● **TASK DESCRIPTION**
The lines to copy are those holding the string "some" in the entries below.

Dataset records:
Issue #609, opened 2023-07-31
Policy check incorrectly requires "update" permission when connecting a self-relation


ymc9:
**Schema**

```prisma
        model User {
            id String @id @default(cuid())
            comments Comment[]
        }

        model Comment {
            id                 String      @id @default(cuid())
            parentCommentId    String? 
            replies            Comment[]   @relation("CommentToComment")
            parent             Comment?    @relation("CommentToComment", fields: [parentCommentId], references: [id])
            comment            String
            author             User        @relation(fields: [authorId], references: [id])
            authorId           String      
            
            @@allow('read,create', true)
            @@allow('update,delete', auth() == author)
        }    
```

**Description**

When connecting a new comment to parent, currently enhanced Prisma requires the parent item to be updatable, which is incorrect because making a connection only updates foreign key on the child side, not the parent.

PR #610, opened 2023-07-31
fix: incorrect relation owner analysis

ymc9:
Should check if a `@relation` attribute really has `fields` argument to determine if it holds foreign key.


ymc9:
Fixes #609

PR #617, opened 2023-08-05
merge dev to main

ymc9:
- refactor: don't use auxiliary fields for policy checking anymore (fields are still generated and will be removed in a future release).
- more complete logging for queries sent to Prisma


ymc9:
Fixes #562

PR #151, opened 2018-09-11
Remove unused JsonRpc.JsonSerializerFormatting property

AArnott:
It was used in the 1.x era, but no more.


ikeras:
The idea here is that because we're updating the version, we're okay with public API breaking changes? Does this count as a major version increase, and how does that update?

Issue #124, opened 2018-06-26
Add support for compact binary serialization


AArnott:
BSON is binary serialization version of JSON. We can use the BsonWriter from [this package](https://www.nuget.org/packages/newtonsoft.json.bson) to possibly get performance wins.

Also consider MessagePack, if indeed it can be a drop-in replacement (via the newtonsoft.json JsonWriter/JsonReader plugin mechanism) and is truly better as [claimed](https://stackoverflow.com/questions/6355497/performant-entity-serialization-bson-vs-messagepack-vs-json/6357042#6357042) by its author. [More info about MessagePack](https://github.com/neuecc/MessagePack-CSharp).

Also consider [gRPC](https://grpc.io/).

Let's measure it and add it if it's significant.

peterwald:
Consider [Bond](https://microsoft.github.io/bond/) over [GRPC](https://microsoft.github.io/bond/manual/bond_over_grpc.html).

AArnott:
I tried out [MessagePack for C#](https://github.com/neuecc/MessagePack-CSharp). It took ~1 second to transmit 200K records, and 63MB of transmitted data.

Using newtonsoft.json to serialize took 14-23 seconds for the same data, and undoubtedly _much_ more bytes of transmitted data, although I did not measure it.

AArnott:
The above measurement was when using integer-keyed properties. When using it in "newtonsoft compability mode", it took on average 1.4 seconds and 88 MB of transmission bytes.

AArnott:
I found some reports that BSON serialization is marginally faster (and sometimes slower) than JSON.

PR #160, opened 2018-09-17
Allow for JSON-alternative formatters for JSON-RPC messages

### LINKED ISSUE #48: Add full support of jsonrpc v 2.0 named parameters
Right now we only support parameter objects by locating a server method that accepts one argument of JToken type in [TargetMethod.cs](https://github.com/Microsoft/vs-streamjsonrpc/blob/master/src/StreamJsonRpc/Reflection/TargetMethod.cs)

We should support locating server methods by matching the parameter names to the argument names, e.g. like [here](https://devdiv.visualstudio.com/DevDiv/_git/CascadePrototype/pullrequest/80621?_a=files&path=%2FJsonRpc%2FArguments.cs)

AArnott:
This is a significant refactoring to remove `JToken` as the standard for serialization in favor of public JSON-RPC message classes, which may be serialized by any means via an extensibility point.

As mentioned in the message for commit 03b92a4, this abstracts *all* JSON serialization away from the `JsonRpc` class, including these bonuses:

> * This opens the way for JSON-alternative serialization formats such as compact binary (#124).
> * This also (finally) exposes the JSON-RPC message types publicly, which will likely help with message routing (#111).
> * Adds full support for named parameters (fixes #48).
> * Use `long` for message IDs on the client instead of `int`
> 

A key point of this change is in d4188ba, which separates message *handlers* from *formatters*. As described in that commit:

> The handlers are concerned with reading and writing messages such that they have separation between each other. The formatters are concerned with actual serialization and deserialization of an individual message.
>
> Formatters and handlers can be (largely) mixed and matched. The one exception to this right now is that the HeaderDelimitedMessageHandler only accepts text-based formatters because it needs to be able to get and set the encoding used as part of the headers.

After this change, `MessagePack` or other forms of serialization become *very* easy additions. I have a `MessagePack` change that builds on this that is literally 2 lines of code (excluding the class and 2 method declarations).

...

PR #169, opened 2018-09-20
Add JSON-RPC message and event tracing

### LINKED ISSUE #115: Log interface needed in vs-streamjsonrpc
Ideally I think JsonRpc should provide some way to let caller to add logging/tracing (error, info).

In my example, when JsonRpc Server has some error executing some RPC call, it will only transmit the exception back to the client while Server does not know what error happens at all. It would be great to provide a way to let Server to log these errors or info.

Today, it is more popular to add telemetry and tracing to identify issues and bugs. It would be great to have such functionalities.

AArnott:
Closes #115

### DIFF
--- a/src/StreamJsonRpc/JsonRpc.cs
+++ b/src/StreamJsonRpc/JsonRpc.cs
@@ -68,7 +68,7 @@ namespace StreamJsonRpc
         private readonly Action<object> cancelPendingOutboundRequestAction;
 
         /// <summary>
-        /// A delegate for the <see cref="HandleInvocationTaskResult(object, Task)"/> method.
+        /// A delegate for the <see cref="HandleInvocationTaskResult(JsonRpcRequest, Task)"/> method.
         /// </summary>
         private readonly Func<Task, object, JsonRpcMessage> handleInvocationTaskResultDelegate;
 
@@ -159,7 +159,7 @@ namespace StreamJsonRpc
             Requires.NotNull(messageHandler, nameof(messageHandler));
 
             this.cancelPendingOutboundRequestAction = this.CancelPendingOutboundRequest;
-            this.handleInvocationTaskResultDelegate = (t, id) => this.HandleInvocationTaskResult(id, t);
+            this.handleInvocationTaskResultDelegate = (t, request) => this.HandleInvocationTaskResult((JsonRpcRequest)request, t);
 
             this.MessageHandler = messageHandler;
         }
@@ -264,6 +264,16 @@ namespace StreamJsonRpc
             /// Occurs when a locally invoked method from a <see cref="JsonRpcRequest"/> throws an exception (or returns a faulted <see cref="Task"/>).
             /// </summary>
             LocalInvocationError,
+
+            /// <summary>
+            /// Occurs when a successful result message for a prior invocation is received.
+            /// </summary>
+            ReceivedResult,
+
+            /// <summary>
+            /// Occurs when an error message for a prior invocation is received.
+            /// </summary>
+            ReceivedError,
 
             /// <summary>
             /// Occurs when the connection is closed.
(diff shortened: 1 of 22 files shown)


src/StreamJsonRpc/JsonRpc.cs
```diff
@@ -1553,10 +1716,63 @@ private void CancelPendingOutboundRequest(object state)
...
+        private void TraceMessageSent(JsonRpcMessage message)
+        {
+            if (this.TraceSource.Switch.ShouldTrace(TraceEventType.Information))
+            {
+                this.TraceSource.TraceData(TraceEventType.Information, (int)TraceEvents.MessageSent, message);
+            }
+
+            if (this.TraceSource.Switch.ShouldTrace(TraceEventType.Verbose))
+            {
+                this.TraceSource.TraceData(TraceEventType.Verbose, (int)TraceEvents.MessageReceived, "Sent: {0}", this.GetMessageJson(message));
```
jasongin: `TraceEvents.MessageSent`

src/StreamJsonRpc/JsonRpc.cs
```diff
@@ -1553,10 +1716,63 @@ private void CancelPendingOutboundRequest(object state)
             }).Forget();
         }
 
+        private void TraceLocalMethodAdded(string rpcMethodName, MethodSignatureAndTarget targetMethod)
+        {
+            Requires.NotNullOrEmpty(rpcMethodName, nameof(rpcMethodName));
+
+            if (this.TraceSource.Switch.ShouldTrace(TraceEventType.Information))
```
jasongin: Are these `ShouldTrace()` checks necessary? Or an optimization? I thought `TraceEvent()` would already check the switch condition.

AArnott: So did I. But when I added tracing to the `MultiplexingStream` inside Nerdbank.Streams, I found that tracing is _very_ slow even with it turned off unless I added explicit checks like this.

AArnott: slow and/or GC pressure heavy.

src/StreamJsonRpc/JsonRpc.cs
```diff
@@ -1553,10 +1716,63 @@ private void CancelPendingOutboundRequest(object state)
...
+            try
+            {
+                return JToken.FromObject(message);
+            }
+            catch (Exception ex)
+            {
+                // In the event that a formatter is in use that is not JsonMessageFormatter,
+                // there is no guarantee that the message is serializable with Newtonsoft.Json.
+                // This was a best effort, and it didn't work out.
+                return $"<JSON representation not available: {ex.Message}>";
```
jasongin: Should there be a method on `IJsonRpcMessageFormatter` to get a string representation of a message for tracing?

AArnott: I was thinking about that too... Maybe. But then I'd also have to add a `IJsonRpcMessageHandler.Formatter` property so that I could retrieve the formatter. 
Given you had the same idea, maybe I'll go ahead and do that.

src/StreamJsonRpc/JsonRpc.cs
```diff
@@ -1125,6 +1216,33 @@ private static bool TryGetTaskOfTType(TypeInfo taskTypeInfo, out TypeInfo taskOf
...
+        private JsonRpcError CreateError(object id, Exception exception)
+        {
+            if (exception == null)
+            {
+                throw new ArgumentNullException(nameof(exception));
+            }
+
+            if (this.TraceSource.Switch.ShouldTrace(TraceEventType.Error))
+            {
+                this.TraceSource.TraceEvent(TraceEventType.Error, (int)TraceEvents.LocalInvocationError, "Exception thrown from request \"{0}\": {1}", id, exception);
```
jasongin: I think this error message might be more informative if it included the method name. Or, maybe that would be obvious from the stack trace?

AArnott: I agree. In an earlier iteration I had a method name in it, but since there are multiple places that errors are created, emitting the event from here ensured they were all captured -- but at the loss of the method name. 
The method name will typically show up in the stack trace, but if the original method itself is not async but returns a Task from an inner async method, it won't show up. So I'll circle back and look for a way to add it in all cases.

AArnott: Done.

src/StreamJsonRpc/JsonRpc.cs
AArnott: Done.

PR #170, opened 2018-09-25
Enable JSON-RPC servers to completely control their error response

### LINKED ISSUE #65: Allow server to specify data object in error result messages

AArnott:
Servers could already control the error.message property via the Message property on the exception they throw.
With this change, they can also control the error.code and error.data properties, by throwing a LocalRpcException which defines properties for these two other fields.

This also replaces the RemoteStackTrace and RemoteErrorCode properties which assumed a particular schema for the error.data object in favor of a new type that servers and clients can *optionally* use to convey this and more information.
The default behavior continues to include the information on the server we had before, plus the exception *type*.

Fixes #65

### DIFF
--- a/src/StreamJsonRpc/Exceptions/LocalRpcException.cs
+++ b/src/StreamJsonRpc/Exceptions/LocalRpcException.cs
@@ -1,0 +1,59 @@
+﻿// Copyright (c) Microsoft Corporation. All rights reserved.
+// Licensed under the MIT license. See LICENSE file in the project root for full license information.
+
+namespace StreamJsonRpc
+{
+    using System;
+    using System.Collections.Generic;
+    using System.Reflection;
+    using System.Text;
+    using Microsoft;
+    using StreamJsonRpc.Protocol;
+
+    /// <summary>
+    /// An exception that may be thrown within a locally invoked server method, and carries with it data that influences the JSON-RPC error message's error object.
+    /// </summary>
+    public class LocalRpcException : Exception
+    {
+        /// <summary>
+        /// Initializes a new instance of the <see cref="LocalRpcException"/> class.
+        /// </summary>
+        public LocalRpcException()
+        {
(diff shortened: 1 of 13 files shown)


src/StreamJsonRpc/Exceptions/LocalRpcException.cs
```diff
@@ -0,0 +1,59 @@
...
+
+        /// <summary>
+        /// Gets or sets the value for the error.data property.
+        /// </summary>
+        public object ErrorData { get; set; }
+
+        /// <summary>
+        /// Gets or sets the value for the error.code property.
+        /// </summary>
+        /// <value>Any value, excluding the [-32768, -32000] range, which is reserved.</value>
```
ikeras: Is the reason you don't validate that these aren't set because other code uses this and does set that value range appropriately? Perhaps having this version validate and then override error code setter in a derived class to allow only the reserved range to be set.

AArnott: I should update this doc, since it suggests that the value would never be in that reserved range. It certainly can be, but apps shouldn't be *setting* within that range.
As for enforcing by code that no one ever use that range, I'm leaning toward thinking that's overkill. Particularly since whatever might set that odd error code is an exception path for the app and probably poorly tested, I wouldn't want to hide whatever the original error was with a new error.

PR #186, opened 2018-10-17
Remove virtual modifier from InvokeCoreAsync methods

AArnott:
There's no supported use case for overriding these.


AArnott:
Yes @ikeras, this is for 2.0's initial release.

● **ANSWER BOX**
I found some reports that BSON serialization is marginally faster (and sometimes slower) than JSON.
Ideally I think JsonRpc should provide some way to let caller to add logging/tracing (error, info).
In my example, when JsonRpc Server has some error executing some RPC call, it will only transmit the exception back to the client while Server does not know what error happens at all. It would be great to provide a way to let Server to log these errors or info.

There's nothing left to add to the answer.